Listed records

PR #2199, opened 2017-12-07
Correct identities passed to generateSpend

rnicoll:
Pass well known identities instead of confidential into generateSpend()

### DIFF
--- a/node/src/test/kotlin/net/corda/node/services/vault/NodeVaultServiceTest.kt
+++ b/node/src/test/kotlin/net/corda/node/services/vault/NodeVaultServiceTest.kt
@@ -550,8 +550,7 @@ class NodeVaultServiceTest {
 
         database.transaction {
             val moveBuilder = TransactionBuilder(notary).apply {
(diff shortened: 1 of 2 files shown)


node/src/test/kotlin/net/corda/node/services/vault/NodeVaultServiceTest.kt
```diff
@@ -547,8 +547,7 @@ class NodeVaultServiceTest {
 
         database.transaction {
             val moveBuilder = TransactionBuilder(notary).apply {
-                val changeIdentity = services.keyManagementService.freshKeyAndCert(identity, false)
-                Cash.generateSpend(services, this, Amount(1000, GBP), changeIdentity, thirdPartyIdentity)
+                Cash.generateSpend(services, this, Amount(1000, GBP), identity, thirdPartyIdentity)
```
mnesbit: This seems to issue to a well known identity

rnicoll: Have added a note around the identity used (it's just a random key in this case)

To do
Look over the material above and report each line holding "corda".

Exercise output
--- a/node/src/test/kotlin/net/corda/node/services/vault/NodeVaultServiceTest.kt
+++ b/node/src/test/kotlin/net/corda/node/services/vault/NodeVaultServiceTest.kt
node/src/test/kotlin/net/corda/node/services/vault/NodeVaultServiceTest.kt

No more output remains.